Change in the relative viscosity (η/η _o)^1/3 of CT-DNA as a function of r, the molar ratio of the complex to the DNA base pairs. The effect of increasing amount of the concentration of complex, 1a ( ), 1b ( ), 2a ( ), 2b ( ), and EB ( ) on the relative viscosity of CT-DNA.

4 Conclusions

Carboxamide ligands (L ¹ and L ²) obtained in situ from pyridine-2-carboxylic acid with furfuryl amine and 2-thiophenemethyl amine were reacted with perchlorate and nitrate salt of cadmium(II), separately, to afford four mononuclear cadmium complexes of formula [Cd(L )₄](ClO₄)₂ (L = 1a and 1b) and [Cd(L )₂(ONO₂)₂] (L = 2a and 2b). The X-ray structural analysis indicated that the composition is anion dependent: in fact, perchlorate remained uncoordinated while the more coordinating nitrate anion is bound to cadmium(II) ion leading to cationic and neutral complexes, respectively. In this work, the detailed study is reported on the binding of complexes with CT-DNA, investigated by electronic absorption titrations, fluorescence spectroscopy, as well as by viscosity measurements, which indicated that complexes of different composition interfere differently with DNA. Actually weak electrostatic/covalent binding is detected with cationic complexes 1a and 1b, while neutral complexes 2a and 2b bind to DNA via intercalation mode. However, the binding constants of these four eight coordinated cadmium(II) complexes are comparable to those of the previously reported six/five coordinated cadmium(II) complexes,[36‐39]but in some cases, the observed values are somewhat higher than those reported[51‐53](Table S2 in Supplementary Information).
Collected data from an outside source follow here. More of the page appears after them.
PR #2361, opened 2023-07-07
Constant propagation for ONNXMin, ONNXMax and ONNXSum

tungld:
This patch adds a template for constant propagation for variadic element-wise operations, and applies the template to ONNXMin, ONNXMax and ONNXSum.


src/Transform/ONNX/ConstProp.cpp
```diff
@@ -238,6 +238,33 @@ Value ConstPropElementwiseBinary(PatternRewriter &rewriter,
   return createReplacingConstantOp(rewriter, replacingValue, resultElements);
 }
 
+/// Do element-wise binary calculation of a variadic value and create an
+/// ONNXConstantOp for the result.
+template <typename ElementwiseBinaryOp>
+Value ConstPropVariadicElementwiseBinary(
+    PatternRewriter &rewriter, Value replacingValue, ValueRange inputList) {
+  assert(inputList.size() > 0 && "The variadic input is emply");
```
philass, line 246: "emply" -> "empty"

philass (approved):
LGTM!

It seems that you can also get const prop for ONNXSumOp using the same boiler plate https://github.com/onnx/onnx/blob/main/docs/Changelog.md#Sum-13.

src/Transform/ONNX/ConstProp.cpp
tungld: Thanks! I fixed it.

tungld:
> It seems that you can also get const prop for ONNXSumOp using the same boiler plate https://github.com/onnx/onnx/blob/main/docs/Changelog.md#Sum-13.

Yes, I added ONNXSumOp.

sorenlassen (approved):
LGTM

The observed values listed in Table S2 clearly indicate that the five/six coordinated cadmium(II) complexes more strongly bound than the seven coordinated (K_b = 3.00 × 10 ³ M⁻¹)[52] and eight-coordinated (K_b = 2.1 × 10 ³ M⁻¹)[53] cadmium(II) complexes; i.e., with increase of coordinated group ligated with Cd(II) centre, decrease of binding constants (K_b) was observed, but it is not valid in our case though the complexes are eight coordinated cadmium(II) complexes. Here, it is noteworthy to mention that both type of the complexes (1 and 2) are eight coordinated cadmium(II) complexes and they strongly interact with CT-DNA, comparable to the interaction of five and six coordinated cadmium(II) complexes.